== PROVIDED MATERIAL ==

PR #6, opened 2017-04-10
Start testing

kurtwheeler:
This PR adds tests for models, the Surveyor, and the Array Express Surveyor. It also adds scripts and Dockerfiles for running tests.

It also utilizes logging instead of print commands.

I also added some instructions to a couple READMEs.

Finally in this PR I cleaned up the organization of the project a bit. I found a good pattern for having Dockerfiles live in the project directories instead of having to be in the root directory of the repo.


kurtwheeler:
In the interest of not having this triple reviewed I've assigned it to @mhuyck but feel free to glance over it @rzelayafavila @dongbohu @cgreene

data_models/install.sh
```diff
@@ -16,6 +16,8 @@ psql data_refinery -c 'ALTER USER data_refinery_user CREATEDB;'
 # See https://www.howtogeek.com/177621/the-beginners-guide-to-iptables-the-linux-firewall/
 # for more information.
 iptables -A INPUT -s 172.17.0.0/16 -j ACCEPT
+/sbin/iptables-save > /etc/iptables/rules
```
mhuyck: Do you need to manually write output to `/etc/iptables/rules`? The [reference](https://www.howtogeek.com/177621/the-beginners-guide-to-iptables-the-linux-firewall/) from the comment above says you just need `sudo /sbin/iptables-save` for Ubuntu.

data_models/run_tests.sh
```diff
@@ -0,0 +1,11 @@
+#!/bin/bash
+
+# script for executing Django Unittests within Docker container.
```
mhuyck: typo: Unittests => unit tests

data_models/run_tests.sh
```diff
@@ -0,0 +1,11 @@
...
+
+docker build -t models_tests -f Dockerfile.tests .
+
+HOST_IP=$(ifconfig eth0 | grep "inet " | awk -F'[: ]+' '{ print $4 }')
+docker run \
+       --add-host=database:$HOST_IP \
+       --env-file /home/kurt/Development/data_refinery/data_models/environments/test \
+       -i models_tests "$@"
```
mhuyck: This `env-file` path does not look like something that would work for someone else's build... unless they also had a username of `kurt`.

foreman/Dockerfile.tests
```diff
@@ -0,0 +1,21 @@
+# This Dockerfile is meant to be run from the directory above where it resides.
```
mhuyck: Is this true? It seems to be setting `WORKDIR` using a full path manually at line 6... maybe I'm missing something?

foreman/README.md
```diff
@@ -0,0 +1,21 @@
...
+To run the surveyor in a Docker container just run `./run_surveyor.sh`.
+
+You can also start an interactive python interpreter by running `../run_shell.sh`.
+This interpreter will actually be running within the surveyor Docker container
+with the environment configured appropriately.
+
+### Testing
+
+To run all tests for the project just run `./run_tests.sh`. This script will
+accept any arguments that are valid for `python -m unittest`.
```
mhuyck: This is nice and clear. Thank you!

foreman/data_refinery_foreman/settings.py
```diff
@@ -93,6 +93,10 @@ def get_env_variable(var_name):
         'PASSWORD': get_env_variable('DATABASE_PASSWORD'),
         'HOST': get_env_variable('DATABASE_HOST'),
         'PORT': get_env_variable('DATABASE_PORT'),
+
+        'OPTIONS': {
+            'connect_timeout': get_env_variable('DATABASE_TIMEOUT')
```
mhuyck: Out of curiosity: why did you need to adjust the timeout here? It's unusual to modify that.

data_models/run_tests.sh
kurtwheeler: Good catch, I fixed this for [`run_shell`](https://github.com/data-refinery/data_refinery/pull/6/commits/6c1e3cb11b3cb484306fd926cfe533d96f170261) but forgot I had done something similar here.

data_models/install.sh
kurtwheeler: Hmm that wasn't a good link to leave there. It was incomplete. I'll update it with a better one.

data_models/data_refinery_models/tests.py
```diff
@@ -0,0 +1,23 @@
...
+from django.utils import timezone
+from data_refinery_models.models import SurveyJob
+
+
+class TimeTrackedModelTestCase(TestCase):
+    def setUp(self):
+        SurveyJob.objects.create(source_type="ARRAY_EXPRESS")
+
+    def tearDown(self):
+        SurveyJob.objects.all().delete()
```
kurtwheeler: But it only removes it when all the tests have completed. By doing this I ensure that if I write any other tests they won't interfere.

foreman/Dockerfile.tests
kurtwheeler: That `WORKDIR` is referring to a directory within the docker container, not a location on the host machine. See https://docs.docker.com/engine/reference/builder/#workdir for more information.

foreman/data_refinery_foreman/settings.py
kurtwheeler: I was running into an issue with my database timing out during development. While debugging that I changed the timeout to 5 seconds and decided that there wasn't really any time during development I'd want to wait 300 seconds to find out my database is timing out. So I made it an environment variable so I could have the short timeout during development..

foreman/data_refinery_foreman/surveyor/external_source.py
```diff
@@ -58,13 +57,14 @@ def handle_batch(self, batch: Batch, key_values: BatchKeyValue = None):
...
-                "is of the type DiscoveryPipeline."
+            message = ("Batches must have the processed_format field set " +
+                       "unless the pipeline returned by determine_pipeline" +
+                       "is of the type DiscoveryPipeline.")
             # Also should be more specific
             raise Exception(message)
 
-        if(batch.save()):  # This is also where we will queue the downloader job
+        # This is also where we will queue the downloader job
+        if(batch.save()):
```
dongbohu: Can you add a space after "if"?

foreman/run_surveyor.sh
```diff
@@ -0,0 +1,20 @@
...
+# the directory it lives in.
+cd "$( dirname "${BASH_SOURCE[0]}" )"
+
+# However in order to give Docker access to all the code we have to
+# move up a level
+cd ..
+
+docker build -t dr_surveyor -f foreman/Dockerfile.surveyor .
+
+HOST_IP=$(ifconfig eth0 | grep "inet " | awk -F'[: ]+' '{ print $4 }')
```
dongbohu: See my previous comment on finding IP address.

foreman/run_surveyor.sh
```diff
@@ -0,0 +1,20 @@
+#!/bin/bash
+
+# Script for running the Data Refinery Surveyor container
+
+# This script should always run as if it were being called from
+# the directory it lives in.
+cd "$( dirname "${BASH_SOURCE[0]}" )"
```
dongbohu: I guess this line can be a little simpler:
```
cd `dirname "${BASH_SOURCE[0]}"`
```

foreman/run_tests.sh
```diff
@@ -0,0 +1,19 @@
+#!/bin/bash
+
+# Script for executing Django PyUnit tests within a Docker container.
+
+# This script should always run as if it were being called from
+# the directory it lives in.
+cd "$( dirname "${BASH_SOURCE[0]}" )"
```
dongbohu: See my previous comment.

foreman/run_tests.sh
```diff
@@ -0,0 +1,19 @@
...
+
+# However in order to give Docker access to all the code we have to
+# move up a level
+cd ..
+
+docker build -t foreman_tests -f foreman/Dockerfile.tests .
+
+HOST_IP=$(ifconfig eth0 | grep "inet " | awk -F'[: ]+' '{ print $4 }')
```
dongbohu: See my previous comment.

run_shell.sh
```diff
@@ -0,0 +1,15 @@
+#!/bin/bash
+
+# Running this script will start an interactive python shell running
+# within the context of a Docker container.
+# By default the Docker container will be for the foreman project.
+# This can be changed by modifying the --env-file command line arg
+# and by modifying the Dockerfile.shell file appropriately.
+
+HOST_IP=$(ifconfig eth0 | grep "inet " | awk -F'[: ]+' '{ print $4 }')
```
dongbohu: See my previous comment.

workers/run_tester.sh
```diff
@@ -0,0 +1,20 @@
+#!/bin/bash
+
+# Script for running a simple tester container to test the worker.
+
+# This script should always run as if it were being called from
+# the directory it lives in.
+cd "$( dirname "${BASH_SOURCE[0]}" )"
```
dongbohu: See my previous comment.

workers/run_tester.sh
```diff
@@ -0,0 +1,20 @@
...
+
+# However in order to give Docker access to all the code we have to
+# move up a level
+cd ..
+
+docker build -t test_master -f workers/Dockerfile.tester .
+
+HOST_IP=$(ifconfig eth0 | grep "inet " | awk -F'[: ]+' '{ print $4 }')
```
dongbohu: See my previous comment.

workers/run_worker.sh
```diff
@@ -0,0 +1,21 @@
+#!/bin/bash
+
+# Script for running a Data Refinery Worker container.
+
+# This script should always run as if it were being called from
+# the directory it lives in.
+cd "$( dirname "${BASH_SOURCE[0]}" )"
```
dongbohu: See my previous comment.

workers/run_worker.sh
```diff
@@ -0,0 +1,21 @@
...
+
+# However in order to give Docker access to all the code we have to
+# move up a level
+cd ..
+
+docker build -t dr_worker -f workers/Dockerfile.worker .
+
+HOST_IP=$(ifconfig eth0 | grep "inet " | awk -F'[: ]+' '{ print $4 }')
```
dongbohu: See my previous comment.

Dockerfile.shell
```diff
@@ -0,0 +1,21 @@
+FROM python:3.5
+
+RUN groupadd user && useradd --create-home --home-dir /home/user -g user user
```
kurtwheeler: This code is not going to be executed within the host machine, but rather within the docker container, which is always going to be a Linux OS whether it is run on Mac or Linux. (In some ways a container is like a virtual machine and so these commands are setting up the environment within it.)

Dockerfile.shell
```diff
@@ -0,0 +1,21 @@
...
+# To use this container to interact with a different project change
+# "foreman" to the project name you'd like to interact with.
+COPY foreman/requirements.txt .
+
+RUN pip install -r requirements.txt
+
+COPY data_models/dist/data-refinery-models-* data_models/
+
+# Get the latest version from the dist directory.
+RUN pip install data_models/$(ls data_models -1 | tail -1)
```
kurtwheeler: Yes, that should be true because the `data_models/dist` directory is populated by the `python setup.py sdist` command and it names the tarballs it creates in this pattern `<django project name>-<version>.tar.gz`. Since the project name will always be the same the sorting will essentially be on the version numbers. This will work for versions 0-9, but once I hit version 10 this sorting will break. Therefore I'll change this to be `ls -1 | sort --version-sort | tail -1` which will sort on the version numbers properly.

>What if the file that you just copied (data-refinery-models-*) is a directory?
It shouldn't be. The only thing in that directory should be tarballs created by `python setup.py sdist`. If someone sticks a directory in there called `data-refinery-models-*` then this will probably break and I will have no sympathy for them because they shouldn't go sticking directories into dist directories :P

data_models/run_tests.sh
```diff
@@ -0,0 +1,15 @@
...
+
+# script for executing Django PyUnit Tests within a Docker container.
+
+# This script should always run as if it were being called from
+# the directory it lives in.
+cd "$( dirname "${BASH_SOURCE[0]}" )"
+
+docker build -t models_tests -f Dockerfile.tests .
+
+HOST_IP=$(ifconfig eth0 | grep "inet " | awk -F'[: ]+' '{ print $4 }')
```
kurtwheeler: Ah cool, I'll change that. Sometimes I wish linux would follow `There should be one-- and preferably only one --obvious way to do it.` a bit better.

foreman/data_refinery_foreman/surveyor/array_express.py
```diff
@@ -0,0 +1,75 @@
...
+
+            # If there is only one file object in data_files,
+            # ArrayExpress does not put it in a list of size 1
+            if (type(data_files) != list):
+                data_files = [data_files]
+
+            for data_file in data_files:
+                if (data_file["kind"] == "raw"):
+                    url = data_file["url"].replace("\\", "")
+                    # This is another place where this is still a POC.
```
kurtwheeler: Proof of Concept

kurtwheeler:
@dongbohu I've made those changes. Is it lookin good?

===

WHAT NEEDS TO BE DONE
Among the lines of the data, identify those with the word "SurveyJob". Copy each of them.

THE COMPLETED TASK
+from data_refinery_models.models import SurveyJob
+        SurveyJob.objects.create(source_type="ARRAY_EXPRESS")
+        SurveyJob.objects.all().delete()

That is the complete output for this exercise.